第三十章 霸道新娘

一路上阮傲月是千叮萬囑,兩個人要裝出一副甜蜜的樣子,來到唐氏的房間,本以為老太太會臥床不起,沒想到一進門,卻看到人家正給菩薩上香。那精神頭,一般人都比不上。

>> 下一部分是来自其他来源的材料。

PR #2092, opened 2024-03-12
Build and test with NSS crypto back end

jan-cerny:
This commit adds a GitHub Actions CI gating job that runs on Fedora and verifies build with NSS as a crypto backend. Related to: https://github.com/OpenSCAP/openscap/pull/2074


evgenyz:
Why not Rawhide?

evgenyz (approved):
Actually, doesn't matter.

PR #2097, opened 2024-03-19
Remove CPE dictionary

evgenyz:
Fixes: #1683 

One dummy record is required by the scanner to be present.


jan-cerny:
> One dummy record is required by the scanner to be present.

@evgenyz  Do you know why is this required? Can we do something so that it isn't required and we can remove it completely?

evgenyz:
> > One dummy record is required by the scanner to be present.
> 
> @evgenyz Do you know why is this required? Can we do something so that it isn't required and we can remove it completely?

I was thinking about that. But then I realized that a dummy record, being fully valid at the same time, could be a good example for a maintainer that might want to adjust the dictionary. So I don't see it as particularly harmful.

二人裝作親密的樣子給老太太請安,老太太是越看這孫女婿就越是喜歡,誇讚一番,才讓二人離去。二人出門之後,雖然嘴上沒說,心中都以瞭然,自己明擺著是被老太太給忽悠了。但堂也拜了,洞房也進了,若說你們孤男寡女一夜沒事,誰信呀。既然如此,只能先講究吧。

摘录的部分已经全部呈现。